Your core question as I understand it is whether my classifier is doing anything meaningfully different from simply discriminating between two prompts based on the internal dynamics of the model, which would be trivial if the classifier was replaced with semantic discrimination. I ran a few different trials to get at this question. The prompts for the experiments are in the system prompt; human & LLM designed instructions for five different approaches to reasoning through a problem (like doing analogical reasoning vs linear exposition). I then give a topic for it to do the reasoning about. Something simple and surface level like “how to ride a bike” or “why is the sky blue”, where the model has to reason about it in different ways, not just write about the topic. These are also format controlled: there’s an additional instruction constraining all modes to produce flowing paragraph prose. So, the text no matter the reasoning style reads roughly the same. The classifier only ever sees the internal state features, then discriminates for the mode within & across topics. Each topic is run across all 5 reasoning modes, and the classifier is always tested on topics it never trained on, so it can’t memorize any topic-based info. It has to learn something about the reasoning approach itself that holds across unrelated content. The classifier achieves this at 70%+ accuracy, where 20% is chance.
The most salient experiment is a prompt-swap. The prompt-swap does the following work: instruct the model to reason in socratic fashion in the system prompt, and have it loaded in the KV cache prior to user instructions, which then asks for something else; linear exposition. The classifier has access to the KV cache. So, in the KV cache, is the instruction to write in socratic format, before it loads the user instruction to write in linear. The idea then is whether the classifier is catching the system prompt in the KV cache rather than the user instruction. The classifier on the internals identified it as linear, not socratic. It tracked what was actually happening inside the model, rather than what it was told to do; if it were tracking which prompt was loaded, the classifier would identify it more frequently as socratic, not linear.

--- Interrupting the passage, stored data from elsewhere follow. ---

PR #235, opened 2022-10-03
set fee reserve to 0 if destination is us

### LINKED ISSUE #233: improve fee reserve check
Payments to internal accounts should have a 0 fee reserve requirement.

kiwiidb:
Closes #233 
In case of an internal payment, the fee reserve should be 0.
This change allow clients to create a "Drain account" UX by combining different calls:
- make a payment (or more than 1) leaving just the fee reserve in the account, using a Lightning Address or 0 amount invoice.
- send the rest of the funds to some internal wallet (eg. hello@getalby.com or someone else).


bumi (commented):
can we add a test for this?

kiwiidb:
Yes, done.

bumi (approved):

Separately: the next objection would be that this is simply tracking something in the output style. However, different methods of semantic analysis fail at this same task. Opus 4.6 reading the same outputs gets 28% accuracy vs my internal features (65%). Bag of words/TF-IDF analysis gets 45%. Standard text embedding models also fail at this task. This means whatever the signal is detecting is not trivial to recover from the output either. Combined with the prompt-swap trial, this shows that the information I’m reading is not simply from the prompt or output.